WASHINGTON, D.C. – Today the Department of Labor (DOL) released its final rule on city- and county-run retirement plans, titled Savings Arrangements Established by State Political Subdivisions for Non-Governmental Employees. Below is a statement from Financial Services Institute (FSI) President & CEO Dale Brown:
“We are currently reviewing the Department of Labor’s final rule on city- and county-run retirement plans. While there is no question of the importance of retirement savings and access to financial advice, we have concerns about the unintended consequences this rule may have for retirement savers, small businesses and municipalities. We are concerned that the final rule reduces access to retirement advice. Investors working with a financial advisor in planning for retirement save more, have greater confidence in their plan and achieve better outcomes. That is why it is imperative that Main Street investors maintain access to professional financial advice.”

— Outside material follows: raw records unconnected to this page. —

PR #2873, opened 2023-11-24
IGNITE-20604 Refactor CausalityDataNodesEngine

alievmirza:
https://issues.apache.org/jira/browse/IGNITE-20604

### The Review Checklist

### Notes


modules/distribution-zones/src/main/java/org/apache/ignite/internal/distributionzones/causalitydatanodes/CausalityDataNodesEngine.java
```diff
@@ -147,41 +148,32 @@ public CompletableFuture<Set<String>> dataNodes(long causalityToken, int zoneId)
...
+            long lastScaleDownRevision = getRevisionsOfLastScaleDownEvent(causalityToken, catalogVersion, zoneId);
 
-            if (lastCfgRevision == versionedCfg.firstKey()
-                    && lastCfgRevision >= lastScaleUpRevision
-                    && lastCfgRevision >= lastScaleDownRevision
+            if (createRevision != null && createRevision.equals(descLastUpdateRevision)
+                    && descLastUpdateRevision >= lastScaleUpRevision
+                    && descLastUpdateRevision >= lastScaleDownRevision
             ) {
                 // It means that the zone was created but the data nodes value had not updated yet.
```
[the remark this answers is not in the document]
sergeyuttsel: I think we don't need all code related to the augmentation map in the CausalityDataNodesEngine#dataNodes method. This code is needed for zones with immediate timers. But now the initDataNodesAndTriggerKeysInMetaStorage() watch listener updates augmentation and returns the future which is completed when the data nodes is updated in MS. So we don't need to add/remove nodes from the augmentation map to data nodes from MS.

modules/distribution-zones/src/main/java/org/apache/ignite/internal/distributionzones/causalitydatanodes/CausalityDataNodesEngine.java
```diff
@@ -147,41 +148,32 @@ public CompletableFuture<Set<String>> dataNodes(long causalityToken, int zoneId)
...
-                // So the data nodes value will be equals to the logical topology on the lastCfgRevision.
```
sergeyuttsel, line 182: I think we don't need all code related to the augmentation map in the CausalityDataNodesEngine#dataNodes method. This code is needed for zones with immediate timers. But now the initDataNodesAndTriggerKeysInMetaStorage() watch listener updates augmentation and returns the future which is completed when the data nodes is updated in MS. So we don't need to add/remove nodes from the augmentation map to data nodes from MS.

modules/distribution-zones/src/main/java/org/apache/ignite/internal/distributionzones/causalitydatanodes/CausalityDataNodesEngine.java
```diff
@@ -310,32 +305,28 @@ private long getLastScaleDownConfigRevision(
      */
     private long getLastConfigRevision(
             long causalityToken,
```
sergeyuttsel, line 307: causalityToken is unused in this and other methods.

modules/distribution-zones/src/main/java/org/apache/ignite/internal/distributionzones/causalitydatanodes/CausalityDataNodesEngine.java
```diff
@@ -98,39 +93,45 @@ public class CausalityDataNodesEngine {
...
      * {@link DistributionZoneNotFoundException} if the zone with the provided zoneId does not exist.
      *
      * @param causalityToken Causality token.
+     * @param catalogVersion Catalog version.
      * @param zoneId Zone id.
      * @return The future with data nodes for the zoneId.
      */
-    public CompletableFuture<Set<String>> dataNodes(long causalityToken, int zoneId) {
+    public CompletableFuture<Set<String>> dataNodes(long causalityToken, int catalogVersion, int zoneId) {
         if (causalityToken < 1) {
```
sergeyuttsel, line 135: I think we need to add similar validation for catalogVersion.

modules/distribution-zones/src/main/java/org/apache/ignite/internal/distributionzones/causalitydatanodes/CausalityDataNodesEngine.java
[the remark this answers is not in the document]
alievmirza: From my point of view, it is still needed to have such case, because some other component can listen to zone creation event and ask for dataNodes with the causality token of the creation of a zone, and because the order of listener notifications is undefined, we can be in a situation, when data nodes is not initialised, but component asked for dataNodes

modules/distribution-zones/src/main/java/org/apache/ignite/internal/distributionzones/causalitydatanodes/CausalityDataNodesEngine.java
alievmirza: I think that this case is similar to this answer https://github.com/apache/ignite-3/pull/2873#discussion_r1410523946

modules/table/src/main/java/org/apache/ignite/internal/table/distributed/TableManager.java
```diff
@@ -1070,7 +1070,7 @@ private CompletableFuture<?> createTableLocally(
             if (partitionAssignments(vaultManager, tableId, 0) != null) {
                 assignmentsFuture = completedFuture(tableAssignments(vaultManager, tableId, zoneDescriptor.partitions()));
             } else {
-                assignmentsFuture = distributionZoneManager.dataNodes(causalityToken, zoneId)
+                assignmentsFuture = distributionZoneManager.dataNodes(causalityToken, catalogVersion, zoneId)
```
sanpwc, line 1073: It might be a bit fragile. Let's assume that tableManager.start() is partially asynchronous. In that case we may start new events processing while recovery on restart isn't fully finished. Generally speaking it'll be a disaster. But within given context we may finish with non-matching token and catalogVersion.

sanpwc (approved):

modules/table/src/main/java/org/apache/ignite/internal/table/distributed/TableManager.java
alievmirza: From my point of view, we must forbid such situations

About the Financial Services Institute (FSI): The Financial Services Institute (FSI) is the only organization advocating solely on behalf of independent financial advisors and independent financial services firms. Since 2004, through advocacy, education and public awareness, FSI has successfully promoted a more responsible regulatory environment for more than 100 independent financial services firm members and their 160,000+ affiliated financial advisors – which comprise over 60% of all producing registered representatives. We effect change through involvement in FINRA governance as well as constructive engagement in the regulatory and legislative processes, working to create a healthier regulatory environment for our members so they can provide affordable, objective advice to hard-working Main Street Americans. For more information, please visit financialservices.org.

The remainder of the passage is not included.